Martin Brody
Isabel Roberts' Diaries: An Account of a Cold War Villa
2022-2023 (March-April)
Biography
Martin Brody is Catherine Mills Davis Professor Emeritus at Wellesley College. He served as composer in residence at the American Academy in Rome in 2001-2 and as Andrew Heiskell Arts Director of the Academy from 2007 to 2010. As a composer, he has received grants and awards from the American Academy of Arts and Letters, the Fromm Foundation, Guggenheim Foundation, and the National Endowment for the Arts, among others. He has also served as resident composer at the Bogliasco Foundation and La Mortella. He has written extensively about modern music during the Cold War, with special emphasis on the music of Milton Babbitt, Elliott Carter, and Stefan Wolpe. He is currently President of the Stefan Wolpe Society, Director of One Landscape—an arts and conservation organization—and a trustee of the American Academy in Rome.
Project Summary
On New Year’s Day 1953, Isabel Roberts, wife of the first post-war Director of the American Academy in Rome began to keep a diary. For seven years, she methodically recorded a relentless stream of social events: lunches, teas, and dinners, concerts, art exhibitions, receptions, and parties, populated by a moveable feast of artists, composers, literati, scholars, aristocrats, philanthropists, museum directors, journalists, fashion designers, diplomats, politicians, and clergy. She entered the name of each person attending every meal, whether she herself was host or guest, and she often summarized the table talk. Beginning in 1954, she kept a separate “Legenda Romana,” noting the table arrangements and menus of the meals she hosted at her home.

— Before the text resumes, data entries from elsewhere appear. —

PR #181, opened 2026-03-20
1.1190 BPB — 11L LeakyReLU² XSA4 PartialRoPE LNScale EMA ParallelMuon TTT

manfromnowhere143:
## Results

| Metric | Score |
|--------|-------|
| **val_bpb (TTT)** | **1.1190** |
| val_bpb (sliding window) | 1.1217 |
| val_bpb (chunked roundtrip) | 1.1450 |
| Submission size | 15,948,863 bytes |
| Steps | 7,166 in 600s on 8×H100 SXM |

## Techniques

| Category | Details |
|----------|---------|
| Architecture | 11L, 512d, 8 heads, 4 KV heads (GQA), tied embeddings |
| Activation | LeakyReLU(0.5)² |
| Cross-layer attention | XSA on last 4 layers |
| Positional encoding | Partial RoPE (16/64 head dims) |
| Normalization | LN Scale (1/√(layer+1)) |
| Weight averaging | EMA (0.997) + SWA |
| Optimizer | Parallel Muon (batched NS5, 3-phase overlapped comms) + AdamW |
| Quantization | GPTQ-lite int6 (MLP+attn) + int8 (rest) + LZMA |
| Input enrichment | SmearGate + BigramHash(2048) + ValueEmbedding(128, layers 9-10) |
| Skip connections | U-Net encoder-decoder with learned skip weights |
| Late QAT | Int6 STE at LR scale < 0.15 |
| Evaluation | Sliding window (stride=64) + Legal Score-First TTT (3 epochs SGD, lr=0.002, momentum=0.9) |

## Reproduction

```bash
TTT_ENABLED=1 NGRAM_ENABLED=0 \
torchrun --standalone --nproc_per_node=8 \
  records/track_10min_16mb/2026-03-23_AwebUltimate/train_gpt.py
```

All defaults are pre-set. No env var overrides needed beyond TTT_ENABLED=1.

## Files

- `train_gpt.py` — complete training + evaluation script
- `submission.json` — metadata with verified scores
- `train.log` — full training + TTT evaluation log
- `README.md` — technique descriptions

## Lineage

Built on PR #549 stack (LeakyReLU² + Legal TTT + Parallel Muon).

## Author

Daniel Wahnich (@manfromnowhere143)

🤖 Generated with [Claude Code](https://claude.com/claude-code)

PR #1908, opened 2026-04-28
Record: PR #1855 base + activation-aware GPTQ mixed precision - val_bpb 1.06081 (3-seed mean)

romeerp:
# Record: PR #1855 base + activation-aware GPTQ mixed precision 

**Matched-step 3-seed mean val_bpb: 1.06081076** (std 0.00089) | **~15.99 MB** | 8×H100 SXM | full TTT eval

This submission keeps the PR #1855 training recipe unchanged and only changes quantization. The quantization change is an activation-aware mixed-precision GPTQ path:

1. collect per-input-channel activation RMS during the existing GPTQ calibration pass
2. score candidate column groups with an AWQ-style heuristic
   - `weight_score = mean(abs(w), dim=0)`
   - `saliency = act_rms * weight_score`
   - `group_score = saliency[start:end].sum()`
3. select one salient `64`-column group
4. quantize that group at `int8` inside the same full-tensor GPTQ solve
5. keep stock PR #1855 LQER on top of the resulting AWQ-aware GPTQ base

The GPUs I had access to showed consistently worse performance than PR#1855, so to demonstrate the benefit of this quantization technique, I step-matched the 3 seeds used in PR#1855 using the same training code. 

### Step-matched comparisons against PR #1855

| Seed | Stop step | Prequant BPB (PR1855) | Prequant BPB (AWQ) | Quantized BPB (PR1855) | Quantized BPB (AWQ) | Post-TTT BPB (PR1855) | Post-TTT BPB (AWQ) | Artifact bytes (PR1855) | Artifact bytes (AWQ) |
|------|----------:|----------------------:|-------------------:|-----------------------:|--------------------:|----------------------:|-------------------:|------------------------:|---------------------:|
| 42   | 4945 | 1.06395844 | 1.06384082 | 1.07254371 | **1.07225564** | 1.05989454 | **1.05957221** | 15,897,259 | 15,985,824 |
| 0    | 4932 | 1.06544819 | 1.06555331 | 1.07406724 | **1.07403531** | 1.06124613 | 1.06127329 | 15,900,947 | 15,983,935 |
| 1234 | 4917 | 1.06596989 | 1.06574247 | 1.07477929 | **1.07427091** | 1.06208695 | **1.06158679** | 15,907,550 | 15,996,559 |
| **Mean** | **4931** | **1.06512551** | **1.06504553** | **1.07379675** | **1.07352062** | **1.06107587** | **1.06081076** | **15,901,918** | **15,988,772** |

### Quantization-tax view

[...]

PR #1923, opened 2026-04-29
Record: SP8192 #1855 Base + Asymmetric Logit Rescale + AWQ-lite — val_bpb 1.05971 (3-seed mean, full val)

jorge-asenjo:
## Summary

Verbatim PR #1855 stack with one orthogonal eval-path addition: **asymmetric logit rescale** (modded-nanogpt @classiclarryd PR #181). Two learnable scalars (`softcap_pos`, `softcap_neg`) replace the single `logit_softcap` in `forward_logits` and `forward_ttt`, trained inside Phased TTT via the global SGD loop. Init at `logit_softcap=30.0` so eval is identity at start; train-time fused-CE kernel left untouched.

## 3-seed Results

| Seed | val_bpb | artifact |
|------|---------|----------|
| 42   | 1.06533 | 15,902,200 B |
| 0    | 1.06643 | 15,899,693 B |
| 1234 | 1.06554 | 15,907,523 B |
| **mean** | **1.06577** | **15,903,139 B avg** |

Reproduced on 8× H100 80GB SXM, torch 2.9.1+cu128, FA3, fused softcapped CE, lrzip pergroup compression.

## What changed vs #1855

In `class GPT`:
- New init flag `asym_logit_enabled` gated by `ASYM_LOGIT_RESCALE` env var
- Two `nn.Parameter` scalars `softcap_pos`, `softcap_neg` (init 30.0, fp32)
- Helper `_apply_asym_softcap(logits)` doing `where(logits>0, sp*tanh(logits/sp), sn*tanh(logits/sn))`
- `forward_logits` and `forward_ttt` call the helper when flag is on; training path unchanged

The two new scalars land in the `passthrough float16` list at serialize time (8 bytes total, lossless under per-group lrzip).

## Test plan

- [ ] Reproduce SEED=42 → expect within ±0.001 of 1.06533
- [ ] Verify training path numerics unchanged (fused CE kernel gets pre-softcap logits unchanged)
- [ ] Compliance: score-first TTT preserved, full normalized distribution over Σ, no rescoring, single L→R pass over validation

## Attribution

- @codemath3000 — PR #1855 base stack
- @dexhunter — PR #1797 (LQER asym + SmearGate base) and PR #1736 (CaseOps + GatedAttn)
- @nprime06 — PR #1787 (Polar Express NS + MIN_LR + Sparse Attn Gate + Fused CE)
- @MarioPaerle — PR #1667 (SmearGate origin)
- @renqianluo — PR #1767 (LoRA TTT improvements)
- @classiclarryd — modded-nanogpt PR #181 (Asymmetric Logit Rescale, the orthogonal addition over #1855)
- Phased Multi-Phase Global SGD TTT retained from PR #1700.


h1beee:
PR #1855 reports 1.061 bpb, but yours is higher at 1.065 bpb?

jorge-asenjo:
The +0.0047 gap is an environment offset, not a regression. I reproduced the #1855 stack verbatim (same code, same env vars, same seeds) on my pod and got 1.06754 (seed 42) — i.e. the verbatim #1855 baseline measures ~+0.006 higher under my setup than its reported 1.06108. AsymLogit on top of that same baseline lands at 1.06577 (3-seed mean), so the delta on this PR is −0.00177.

What's submitted here is the AsymLogit delta on top of the #1855 stack, not a claim against the #1855 absolute number. A third party reproducing #1855 verbatim and then toggling `ASYM_LOGIT_RESCALE=1` should see the same sign.

codemath3000:
Thanks for putting up the repro detail @jorge-asenjo. I took a look at the seed-42 logs side-by-side, and the gap looks like it's a different validation set rather than an environment offset:

| metric | this PR seed-42 | #1855 seed-42 |
|---|---|---|
| `val_tokens` | 9,662,464 | 47,851,520 |
| `train_shards` | 1502 | 80 |
| pre-quant post-EMA val_bpb (no TTT, no AsymLogit) | 1.07019 | 1.06396 |
| post-quant val_bpb (no TTT) | 1.07896 | 1.07254 |
| final TTT-phased val_bpb | 1.06533 | 1.05989 |

All hyperparameters in the printed `Hyperparameters:` block are byte-identical between the two runs. The +0.0062 gap is already present at the pre-quantization, post-EMA diagnostic — i.e. before TTT, GPTQ, pergroup serialization, or any AsymLogit code runs. That's a deterministic forward pass, so the only thing it can be measuring is the val corpus itself.

Your `val_tokens` is 9,662,464; the standard FineWeb10B SP8192 caseops val set used by #1855 (and the prior records in this stack) has 47,851,520 tokens — about 5× larger. With `val_doc_fraction: 1.0` in your log, that points to a smaller val partition on disk rather than a sampling difference.

The intra-environment delta you're showing (verbatim #1855 = 1.06754, this PR = 1.06577 → −0.00177) is still informative as an A/B *within* your setup, but the absolute val_bpb won't be directly comparable to leaderboard numbers measured on the full 47.85 M-token val set. If you can rerun on the standard val partition (the same one used for #1855's reported 1.06108), the AsymLogit delta should carry over and be easier to evaluate against the chain.

jorge-asenjo:
@codemath3000 thanks again for catching the val truncation issue. I've now corrected and re-measured.

**Root cause:** the `fineweb_val_000000.bin` shard in our local network volume (RunPod NV) was truncated to 19 MB / 9,662,464 tokens, vs the canonical 95.7 MB / 47,851,520 tokens on Hugging Face (`romeerp/parameter-golf-caseops-v1`). Re-pulling directly from HF restored the full partition.

**Updated submission:** I've pushed a new commit (`0fc7f2d`) renaming the records folder and updating `submission.json`, `README.md`, and the 3 train logs:

| Seed | val_bpb (full val) | val_tokens | train | eval | artifact |
| 42 | 1.06030 | 47,851,520 | 599.6s | 532s | 15,944,044 B |
| 0 | 1.05970 | 47,851,520 | 599.6s | 419s | 15,941,061 B |
| 1234 | 1.05912 | 47,851,520 | 599.5s | 457s | 15,951,087 B |
| **mean** | **1.05971** | — | — | — | — |
| std | 0.000478 | | | | |

vs PR #1855 (1.06108): −0.00137 BPB, Welch t≈4.96 (p < 0.05).

**Stack also expanded:** while re-running on full val I added AWQ-lite mixed-precision GPTQ (top-1 64-col group at int8) on top of AsymLogit. This converges on the same recipe @romeerp shipped in PR #1908; we landed on it independently and it stacks orthogonally with AsymLogit on full val. Credit added in the README.

`submission.json` carries both v1 (1.06577 truncated) and v2 (1.05971 full) revisions for transparency.

Apologies for the v1 noise. Appreciate the careful audit.

PR #1959, opened 2026-04-30
Record: SP8192 + 3-layer recurrence + byte-PPM mixer — val_bpb 0.99621 (3-seed mean)

remg1997:
## Summary
- Adds a 10min/16MB record submission combining PR #1493's SP8192 3-layer recurrence stack with PR #1795's corrected causal byte-PPM mixer.
- Reports val_bpb 0.99621 as a 3-seed mean, beating the current merged SOTA 1.06108 by 0.06487 BPB.
- Includes three seed logs plus a TTT-disabled compliance run showing the eval-time configuration used for the submitted artifact.

## Notes
- Training is unchanged from PR #1493.
- The PPM mixer uses an outcome-independent gate: `cf = max_count / total` at the deepest populated byte context before looking up the observed byte.
- Auxiliary local reproduction files (`ppm_inputs_seed42.npz`, tokenizer) are available on request but not committed due to size.

## Test plan
- Verified packed artifact decompresses to valid Python.
- Verified per-seed `ppm_mixer val_bpb` values match `submission.json`.
- Verified local numerical reproduction for dump seed 42: `0.99535348`, diff `3.47e-09`.


cocohearts:
Leaderboard audit note (pre-cutoff state): I don't think this is valid as a record row. The logged artifact accounting is over the 16,000,000 byte cap once code is counted: 15,976,086 model bytes + 66,546 code bytes = 16,042,632 total bytes. The compliance evidence also appears to rely on a 4xH100/extended-wallclock projection rather than direct record-track 8xH100 timing. Independently, the byte-PPM mixer would still need the full-normalized-distribution audit before it could be considered.

PR #2103, opened 2026-05-01
Add 16MB SP1024 Value Residual + PPM mixture submission ppm_mix_bpb 0.829467

lkk688:
This PR adds a 16MB submission under:

/records/track_10min_16mb/2026-04-30_SP1024_ValueResid_PPMMix/

Summary:
- SentencePiece 1024 tokenizer
- 9-layer 512d Transformer with MLP mult 2
- Value Residual enabled in the last 2 layers
- Byte-level PPM mixture at evaluation time
- Artifact fits under 16MB
- Best reproduced ppm_mix_bpb: 0.829467

This is a record submission but the included result was produced on a single H100 (600s wallclock limit) rather than a 8xH100 / 10-minute run.


cocohearts:
Leaderboard audit note (pre-cutoff state): I don't think this is valid as a record row. The record claim is based on a single 1xH100 run, the changed record folder lacks a submission.json, and the PPM mixture has the same byte/token normalization issue: it scores the realized byte sequence rather than providing a full normalized distribution at the official scoring point.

Her diaries, letters, and photographs are now part of the Laurance P. and Isabel S. Roberts collection at I Tatti. Roberts thus recorded the activities at a unique site of transatlantic cultural mediation: a Cold War villa. Under her watchful eye, the Academy’s 17th century Villa Aurelia sheltered an incongruous cast of characters in the story of the Pax Americana. I’m particularly interested in two kinds of figures that mingled in this Cold War villa: the patrician aesthete at rest and the Cold War bureaucrat at work. The forms of sociability they practiced in the Cold War villa register the dynamism of the values involved in fortifying transatlantic hegemony.